Similarly, another sample query may be how many members signed up in each state by month
USState | 2011-01 | 2011-02 | 2011-03 | 2011-04
==============================================
AL | 1 | 0 | 0 | 0
AR | 1 | 0 | 0 | 0
CA | 1 | 0 | 0 | 0
TX | 0 | 1 | 0 | 0
I suppose my question is two fold:
1) Is it in fact best to just try and build these out with the necessary data from within a MySQL GUI such as Navicat or just import the entire subset of data into Excel and work forward?
2) If I was to use the MySQL route, what is the proper way to build the subsets of data in the examples mentioned below (note that the queries could become far more complex such as "Show how many sign ups came in for each particular month by each state and grouped by each agent as well (each agent has 50 possible rows)"
Thank you so much for your assistance ahead of time.
I am a proponent of doing this kind of querying on the server side, at least to get just the data you need.
You should create a time-periods table. It can get as complex as you desire, going down to days even.
id year month monthstart monthend
1 2011 1 1/1/2011 1/31/2011
...
This gives you almost limitless ability to group and query data in all sorts of interesting ways.
Getting the data for the original referral counts by month query you mentioned would be quite simple...

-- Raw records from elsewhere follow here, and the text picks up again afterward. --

PR #376, opened 2026-08-13
[kmac] correctly derive AppIdxW

rpls:
Using `$clog2` yields the wrong result if KMAC only has one application interface, `vbits` returns the correct result.


ysekhar (approved):
LGTM

PR #381, opened 2026-08-14
[topgen,ipgen] Minor fixes for ipconfig generation

vlpannel:
@rtorok-zr recently found a bug while adding a new partition to an OTP memory map where OTP-related collateral was not getting regenerated properly.

Bugs fixed:
* Output path for generated IP configuration files was not quite the same path as the input to ipgen --> fixed filepath
* Errors when getting OTP parameters during topgen (where the OTP information has already been cast as an object) and ipgen (where OTP information is taken straight from the complete top configuration) --> allowed for either type to be used
* Minor typo fix in `util/design/gen-otp-mmap.py` of wrongly-named input argument --> arg renamed

The `util/design/gen-otp-mmap.py` script is old enough that it may be possible to deprecate it, as ipgen generation of otp_ctrl should properly generate all the same output files; happy to remove the file in this PR if feedback says it's warranted.

### DIFF
--- a/hw/top_egret/ip_autogen/flash_ctrl/data/top_egret_flash_ctrl.ipconfig.hjson
+++ b/hw/top_egret/ip_autogen/flash_ctrl/data/top_egret_flash_ctrl.ipconfig.hjson
@@ -16,11 +16,11 @@
     ]
     pages_per_bank: 256
     program_resolution: 8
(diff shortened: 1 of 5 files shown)


rtorok-zr (approved):
LGTM, thanks for tracking this down!

PR #109, opened 2023-03-01
editing cells in a new sheet is not working as the corresponding row …

cstkingkey:
…is not cretaed.


MathNya:
We will merge this one as well.

Issue #110, opened 2023-03-07
Unable to modify and save cell value in umya_spreadsheet 0.9 version


BYC30:
Issue: Unable to modify and save cell value in umya_spreadsheet 0.9 version

## Description:

The provided code is unable to modify and save cell value in umya_spreadsheet 0.9 version. The code works fine in version 0.8.7 where it can modify A1 cell value and save it in the file "aaa2.xlsx". However, when the code is run in version 0.9, it fails to modify A1 cell value, and hence cannot save it in the file "aaa2.xlsx".

```rust
extern crate umya_spreadsheet;

fn main(){

    let path = std::path::Path::new("./aaa.xlsx");
    let mut book = umya_spreadsheet::reader::xlsx::read(path).unwrap();
    
    let sheet = book.get_sheet_by_name_mut("Sheet1").unwrap();
    let cell = sheet.get_cell_mut("A1");
    // work on 0.87
    // cell.set_value("test".to_string());
    // work on 0.9
    cell.set_value_from_string("test");
    let path = std::path::Path::new("./aaa2.xlsx");
    let r = umya_spreadsheet::writer::xlsx::write(&book, path);
    println!("{:?}", r);
}
```

## Expected Behavior:

The code should be able to modify the A1 cell value and save it in the file "aaa2.xlsx" when run on umya_spreadsheet 0.9 version, similar to how it works in version 0.8.7.

## Steps to Reproduce:

Install umya_spreadsheet 0.9 version.
create empty excel aaa.xlsx
Run the provided code on version 0.9.

## Actual Behavior:

The code runs without any error, but the A1 cell value is not modified and hence not saved in the file "aaa2.xlsx".

vonkruel:
The fix for this is in, but as of now there's no release that includes the fix.  You can build the library locally from master until there's a new release.  That's what I'm doing, but it's not a solution that's free of its own problems by any means.

When API changes have been made, it's a particularly bad time for the library to be left in an unusable state like this.  At least in my own application, this bug causes my code to generate nothing but empty sheets.  If I hadn't changed my code to use the new API, it would have been a simple matter to change the dependency back to the previous version.  I hope you can put an end to this situation by making a new release soon.

BYC30:
I understand the situation.
It's unfortunate that the fix hasn't been released yet.
I have been using the previous version of the library and have found it to be very reliable.

MathNya:
We apologize for any inconvenience caused.
We will release 0.9.1 in the near future.

PR #113, opened 2023-03-10
fix: fix styles not getting applied

john-dc252:
this fixes an issue similar to #110


MathNya:
Thanks for the PR.
We will merge it.

PR #133, opened 2023-09-26
Skip setting numbering format if format is not found

popen2:


MathNya:
@popen2 
Thanks for the PR.
We will merge them.

PR #134, opened 2023-09-27
Fix joining paths when target is absolute

popen2:
This happens when reading an Excel file with comments, their paths start with `/xl/comments` which crashes in `src/structs/raw/raw_file.rs:67`.


MathNya:
@popen2 
Thank you for this as well.
We will merge them.

PR #135, opened 2023-10-21
support for dataValidation.operator

patrickomatic:
I noticed that `operator` support wasn't implemented (and I need it).  I went off of these docs but it was really hard to find anything concrete so please let me know if I'm missing anything: https://learn.microsoft.com/en-my/dotnet/api/documentformat.openxml.spreadsheet.datavalidationoperatorvalues?view=openxml-2.8.1


MathNya:
@patrickomatic 
Thanks for the RP.
We have no problem with the modifications and will merge them in.

PR #136, opened 2023-10-30
Fix drawing error

patrickomatic:
Hi, it's me again - I was running into this error on a spreadsheet that was written by Excel:

```
thread 'main' panicked at /Users/patrick/umya-spreadsheet/src/structs/drawing/spreadsheet/worksheet_drawing.rs:350:61:
index out of bounds: the len is 0 but the index is 0
```

I'm not sure why it doesn't have (or wasn't able to parse) the expected OLE Objects data structures, but when I debug there it was an empty vector.  So I just made the code handle it better but I'm assuming that the drawing gets stripped out of the final sheet.

I also fixed some clippy warnings in the first 3 commits.


MathNya:
@patrickomatic 
Thank you very much.
We will merge the PRs.

PR #137, opened 2023-11-01
Tables

vonkruel:
Hi,

CCD-Analytics has implemented minimal support for data tables in USS (with both read & write support).  We didn't implement the full spec, but we hope you'll agree it's a reasonable start and does provide utility as-is.  I thought about explaining the API, but I'm sure browsing the changes & new files will tell you everything.  If you find this isn't suitable for merging, please let me know what needs to be done.  We'll definitely prefer not to maintain our own fork of USS.

Thanks for your time & your work on this very useful project.

Best,
Adam


MathNya:
@vonkruel 
We have been waiting for you.
No problem with the updated content.
We will merge them.
Thank you for the great PR.

PR #138, opened 2023-11-01
Fix swapped attributes

patrickomatic:
I was working on something else and noticed the code here has these two swapped. Reading the docs it seems like `xfId` should map to `format_id` and `builtinId` to `builtin_id`.  I also found a second place where the vertical/horizontal attrs are flipped


MathNya:
@patrickomatic 
I had not noticed this.
Thanks for the PR.

PR #140, opened 2023-11-06
Fix fmt errors

patrickomatic:
This fixes how master is currently broken, the code just needed `cargo fmt --all` run on it (most people just hook it up to their editor so it runs automatically).  

I also added a badge to the README showing the current build status and some small instructions for those who want to contribute


MathNya:
@patrickomatic 
Thank you for all the details.
We will merge them.

Issue #143, opened 2023-11-13
xml escape character "&" is corrupting sheetname on write


agentjill:
in `book.get_sheet_by_name_mut("Sheet2").unwrap().get_cell_mut("A1").set_value("TEST1");` 

if the sheet name contains xml escape characters for example say `Alice&Bob` then it is not detecting the `Worksheet`.

On inspection the  ''Alice&Bob'' is being processed as `Alice&amp;Bob`, that would mean that xml escape character `&amp;` is not properly read as `&`.

calling sheet by `Alice&amp;Bob `is saving the workbook as `Alice&&amp;amp;Bob`

MathNya:
@agentjill
Thank you for your report.
We will address this in the next version update.

agentjill:
This was addressed in #145.

PR #145, opened 2023-11-15
Fix for sheet name containing xml escape sequence

agentjill:
As reported in issue #143 , the following is my approach towards solving this. Kindly look into this

### DIFF
--- a/src/reader/xlsx/workbook.rs
+++ b/src/reader/xlsx/workbook.rs
@@ -2,6 +2,7 @@ use crate::xml_read_loop;
 
 use super::driver::*;
 use super::XlsxError;
+use quick_xml::escape;
 use quick_xml::events::Event;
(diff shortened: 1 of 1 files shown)


agentjill:
Another approach is to use `worksheet.set_name(convert_character_reference(&name_value));` instead of explicitly calling quick-xml again.

MathNya:
@agentjill 
Thank you for your consideration.
I think this modification is smart and good.
Please release Draft and we will merge it.

https://github.com/MathNya/umya-spreadsheet/pull/145/files#diff-f0f4f74f345f6f1fa8641d024663826eefc687ba2f3bea48d3415e455f366adfR44

agentjill:
@MathNya thanks for the consideration.

MathNya:
@agentjill 
We will merge them.

Issue #84, opened 2018-04-28
Implement Finite State Machine with a gradual reveal


kushti:

kushti:
see comments to empty FsmExampleSpecification class

PR #165, opened 2018-06-11
Fsm Example

kushti:
Fix for #84 : the test for FSM execution has been implemented


src/main/scala/sigmastate/interpreter/Interpreter.scala
```diff
@@ -233,11 +233,31 @@ trait Interpreter {
...
+    */
+
+    //TODO: simplify logic below
+    case i: IsMember
+      if i.tree.evaluated && i.key.isEvaluated && i.proof.isEvaluated =>
+
+      val keyBytes = i.key match {
+        case constant: Constant[SCollection[SByte.type]] => constant.value
+        case _ => i.key.items.map(_.asInstanceOf[EvaluatedValue[SByte.type]]).map(_.value.asInstanceOf[Byte]).toArray
+      }
```
ergomorphic: @kushti it is possible to use matchCase extension method
`val keyBytes = i.key.matchCase(cc => cc.value, c => c.value)`

src/main/scala/sigmastate/interpreter/Interpreter.scala
```diff
@@ -233,11 +233,31 @@ trait Interpreter {
...
+    /*
+        case IsMember(tree: AvlTreeConstant, ByteArrayConstant(key), ByteArrayConstant(proof)) =>
+          val bv = tree.createVerifier(SerializedAdProof @@ proof)
+          val res = bv.performOneOperation(Lookup(ADKey @@ key))
+          BooleanConstant.fromBoolean(res.isSuccess  && res.get.isDefined)
+    */
+
+    //TODO: simplify logic below
+    case i: IsMember
+      if i.tree.evaluated && i.key.isEvaluated && i.proof.isEvaluated =>
```
ergomorphic: @kushti I found that `evaluated` field is always true for ConcreteCollection, even if not all items are EvaluatedValue.
use `case IsMember(tree: EvaluatedValue[AvlTree], key: EvaluatedValue[SByteArray], proof: EvaluatedValue[SByteArray])`

kushti:
@ergomorphic all the objections have been addressed, please review again!

src/main/scala/sigmastate/Values.scala
```diff
@@ -136,6 +136,9 @@ object Values {
       case Constant(value: Int, SInt) => Some(value)
       case _ => None
     }
+
+    def zero = IntConstant(0)
```
ergomorphic: @kushti it is better to name constants with uppercase because 1) then they can be used in pattern matching 2) they will look like objects which are semantically close

src/main/scala/sigmastate/interpreter/Interpreter.scala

select a.Ref, b.year, b.month, count(*) as referralcount
from myTable a
join months b on a.Date between b.monthstart and b.monthend
group by a.Ref, b.year, b.month
order by a.Ref, b.year, b.month
The result set would be in rows like ref = abc, year = 2011, month = 1, referralcount = 1 as opposed to a column for every month. I am assuming that since getting a larger set of data and manipulating it in Excel was an option, that changing the layout of this data wouldn't be difficult.
Check out this previous answer that goes into a little more detail about the concept with different examples: SQL query for Figuring counts by month
I work on an Excel based application that deals with multi-dimensional time series data, and have recently been working on implementing predefined pivot table spreadsheets, so I know exactly what you're thinking. I'm a big proponent of giving users tools rather than writing up individual reports or a whole query language for them to use. You can create pivot tables on the fly that connect to the database and it's not that hard. Andrew Whitechapel has a great example here. But, you will also need to launch that in Excel or setup a basic Excel VSTO program, which is fairly easy to do in Visual Studio 2010. (microsoft.com/vsto)
Another thing, don't feel like you have to create ridiculously complex queries. Every join that you have will slow down any relational database. I discovered years ago that doing multi-step queries into temp tables in most cases will be much clearer, faster, and easier to write and support.